§ What is required
Your output should be the line with "[LTD-5946] F680 generate approval document" followed by every remaining line of the entries, reproduced exactly.

§ Data section
----------

PR #2436, opened 2025-02-28
[LTD-5946] F680 generate approval document

currycoder:
### Aim
This change ensures that we are able to generate an approval document for F680s.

----------

§ Task response
[LTD-5946] F680 generate approval document

currycoder:
### Aim
This change ensures that we are able to generate an approval document for F680s.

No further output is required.